Beni hüzünle cezalandırma Tanrım.
Kendiyle ne yapması gerektiğini bilemeyenim.
Kendini dışavuranım, dürüst olanım, kolay ağlayanım.
Tanrım, tembel bir şımarık, asalak bir uçarı değilim ben. Bana bir unutuş çarpsın katından.
Beni, bir hatırlayışla cezalandırma!
İz sürdüm hep. Değiştim. Dünya bilmediğim korkutucu bir çukura dönüştü. İsmin vardı önceleri dudaklarımda. Bir vatanın vardı Tanrım ağaçların ve çok sevdiğim rengin... Her şey hüzne dönüştü sonra, sıkıştım ve geri dönmek uzakta. Bir var sayıma dönüştün, büyüleyici bir duvara.
Tekilim artık. Ağırım. Çok bekliyorum kendimi, çok sayıklıyorum ve belki unuturum diye yazıyorum. Kelimeler beni yıkıyor her cümlede eksiliyorum sana doğru. Belki sökülür içimdeki beni bekleyen ruhumun pası yazarken.
Devam edişim senden uzakta ama bir yanım hâlâ seni istiyor, ki muhtacım, aczim sarılmak istiyor kollarına. Tekilim ve yanımda kimse yok. Düşünceleri düşürüyorum uçurumlarımdan sana adımlarken, tanınmaz hâle geldiğimi unutmak istiyorum.

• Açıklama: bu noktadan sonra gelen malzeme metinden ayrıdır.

Issue #165, opened 2016-07-18
kops export kubecfg should be careful where it writes


justinsb:
We should document that we write to `KUBECONFIG`, and/or create an `--output` option

kenden:
`kops export kubecfg --help`
returns
`--config string                    config file (default is $HOME/.kops.yaml)`

I would expect `--config mykubeconfig.yaml` to create a kubeconfig file with that name.
`--output` sounds even clearer though.

PR #14772, opened 2022-12-12
The aws-iam-authenticator pod always fails from kops update cluster c…

nnmin-aws:
The aws-iam-authenticator pod always fails from [kops update cluster ](https://kops.sigs.k8s.io/getting_started/aws/#build-the-cluster)complaining the following error. 
This PR fix the error by adding a config.

```
Events:
  Type     Reason       Age                   From     Message
  ----     ------       ----                  ----     -------
  Warning  FailedMount  44m                   kubelet  Unable to attach or mount volumes: unmounted volumes=[config], unattached volumes=[output kube-api-access-rkvtd config state]: timed out waiting for the condition
  Warning  FailedMount  31m (x5 over 60m)     kubelet  Unable to attach or mount volumes: unmounted volumes=[config], unattached volumes=[kube-api-access-rkvtd config state output]: timed out waiting for the condition
  Warning  FailedMount  26m (x2 over 56m)     kubelet  Unable to attach or mount volumes: unmounted volumes=[config], unattached volumes=[state output kube-api-access-rkvtd config]: timed out waiting for the condition
  Warning  FailedMount  6m19s (x16 over 65m)  kubelet  Unable to attach or mount volumes: unmounted volumes=[config], unattached volumes=[config state output kube-api-access-rkvtd]: timed out waiting for the condition
  Warning  FailedMount  2m7s (x40 over 67m)   kubelet  MountVolume.SetUp failed for volume "config" : configmap "aws-iam-authenticator" not found
```

### DIFF
--- a/tests/integration/update_cluster/complex/data/aws_s3_object_complex.example.com-addons-authentication.aws-k8s-1.12_content
+++ b/tests/integration/update_cluster/complex/data/aws_s3_object_complex.example.com-addons-authentication.aws-k8s-1.12_content
@@ -134,6 +134,26 @@ subjects:
 
 ---
 
+apiVersion: v1
+data:
+  config.yaml: |
+    # a unique-per-cluster identifier to prevent replay attacks
+    # (good choices are a random token or a domain name that will be unique to your cluster)
+
+    clusterID: complex.example.com
+kind: ConfigMap
+metadata:
+  creationTimestamp: null
+  labels:
+    addon.kops.k8s.io/name: authentication.aws
+    app.kubernetes.io/managed-by: kops
+    k8s-app: aws-iam-authenticator
+    role.kubernetes.io/authentication: "1"
+  name: aws-iam-authenticator
+  namespace: kube-system
+
+---
+
 apiVersion: apps/v1
 kind: DaemonSet
 metadata:
--- a/tests/integration/update_cluster/complex/data/aws_s3_object_complex.example.com-addons-bootstrap_content
+++ b/tests/integration/update_cluster/complex/data/aws_s3_object_complex.example.com-addons-bootstrap_content
@@ -55,7 +55,7 @@ spec:
     version: 9.99.0
   - id: k8s-1.12
     manifest: authentication.aws/k8s-1.12.yaml
-    manifestHash: e5087fe4df1676c9d497b29a8aee52c45ddb6e4352665c32417cec755c6ba012
+    manifestHash: c390bd8dcefed07b9a6aabaf9948c04dd4fe228c6c300f95db7e1f5226fe9578
     name: authentication.aws
     selector:
       role.kubernetes.io/authentication: "1"
--- a/upup/models/cloudup/resources/addons/authentication.aws/k8s-1.12.yaml.template
+++ b/upup/models/cloudup/resources/addons/authentication.aws/k8s-1.12.yaml.template
@@ -110,6 +110,21 @@ subjects:
   namespace: kube-system
 
 ---
+apiVersion: v1
+kind: ConfigMap
+metadata:
+  namespace: kube-system
+  name: aws-iam-authenticator
+  labels:
+    k8s-app: aws-iam-authenticator
+data:
+  config.yaml: |
+    # a unique-per-cluster identifier to prevent replay attacks
+    # (good choices are a random token or a domain name that will be unique to your cluster)
+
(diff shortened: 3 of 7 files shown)


johngmyers:
As mentioned in #14702, this is the wrong way to address the problem. If kOps provides an empty config, then nobody will be able to authenticate to the cluster using IAM.

Instead, the mount of the configmap needs to be made `optional`.

olemarkus:
When using the CRD mode, kOps can also add the CRs. Can't the same mapping be used for the configmap?
Usually we do things like this by default, but also add a flag that allows people to manage configuration outside of the cluster spec.

Similar to this: https://github.com/kubernetes/kops/pull/14519

nnmin-aws:
> As mentioned in #14702, this is the wrong way to address the problem. If kOps provides an empty config, then nobody will be able to authenticate to the cluster using IAM.
> 
> Instead, the volume of the configmap needs to be made `optional`.

_If kOps provides an empty config, then nobody will be able to authenticate to the cluster using IAM._. ---this is not right. if CRD mode is on, then any entries in CRD still can authenticate.

johngmyers:
CRD mode is alpha, so we should not rely on it.

This change will break existing deployments using ConfigMap.

nnmin-aws:
> When using the CRD mode, kOps can also add the CRs. Can't the same mapping be used for the configmap? Usually we do things like this by default, but also add a flag that allows people to manage configuration outside of the cluster spec.
> 
> Similar to this: #14519

thanks @olemarkus for comments. Currently authenticator.aws template doesn't have a config file, is it expected?

However the template still mount the config file and it caused the error. So I added a config file here. then it will not complain the below error.


`Events:
  Type     Reason       Age                   From     Message
  ----     ------       ----                  ----     -------
  Warning  FailedMount  44m                   kubelet  Unable to attach or mount volumes: unmounted volumes=[config], unattached volumes=[output kube-api-access-rkvtd config state]: timed out waiting for the condition
  Warning  FailedMount  31m (x5 over 60m)     kubelet  Unable to attach or mount volumes: unmounted volumes=[config], unattached volumes=[kube-api-access-rkvtd config state output]: timed out waiting for the condition
  Warning  FailedMount  26m (x2 over 56m)     kubelet  Unable to attach or mount volumes: unmounted volumes=[config], unattached volumes=[state output kube-api-access-rkvtd config]: timed out waiting for the condition
  Warning  FailedMount  6m19s (x16 over 65m)  kubelet  Unable to attach or mount volumes: unmounted volumes=[config], unattached volumes=[config state output kube-api-access-rkvtd]: timed out waiting for the condition
  Warning  FailedMount  2m7s (x40 over 67m)   kubelet  MountVolume.SetUp failed for volume "config" : configmap "aws-iam-authenticator" not found`

nnmin-aws:
> I suggest you try to resolve this as John suggests using `optional`.

Tried and it didn't work because the following snippet in authentication.aws. It always generate the config to mount config in container. 

```
{{- if or (not .Authentication.AWS.BackendMode) (contains "MountedFile" .Authentication.AWS.BackendMode) }}
        - name: config
          mountPath: /etc/aws-iam-authenticator/
{{- end }}
```

the logic in authentication.aws template is kind of conflicting. It doesn't provide a basic config, but mounts the config everywhere. Hence I propose to give a basic config.

olemarkus:
Just to make sure we are talking about the same thing. What we are suggesting is adding `optional: true` around line 209. Also suggested you can create the configmap using the same struct as CRDs (but allow people to continue to supply their own).

rifelpet:
Here's the relevant API field: https://kubernetes.io/docs/reference/generated/kubernetes-api/v1.26/#configmapvolumesource-v1-core

nnmin-aws:
> Here's the relevant API field: https://kubernetes.io/docs/reference/generated/kubernetes-api/v1.26/#configmapvolumesource-v1-core

Thanks @olemarkus and @rifelpet!

I have tried adding optional: true around line 209. Then authenticator.aws will fail at line #165 because the config.yaml doesn't exist.

#line 164-166 is below.
```
{{- if or (not .Authentication.AWS.BackendMode) (contains "MountedFile" .Authentication.AWS.BackendMode) }}
{{- end }}
```

johngmyers:
Then we're back to the observation in #14702 that we would need an aws-iam-authenticator fix to handle not having a config file.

Tanrım beni çarelendir. Geceleri mutsuzlukta, ait olamadan geçiyor.
Haz ve sarhoşlukla yapay unutuşlardan geçmek istemiyorum. Kendime karşı kesin değilim. Bir seçeneğim hep kendime ve kararsızım hakkımda.
Ruhumdan çıksam ve karanlık bir yerde bulunsam tanımam onu, o da bana görünmez gibi bir his var içimde. Nerede kaybolduğumu bilmiyorum ama bu sayfaları çevirirken oldu.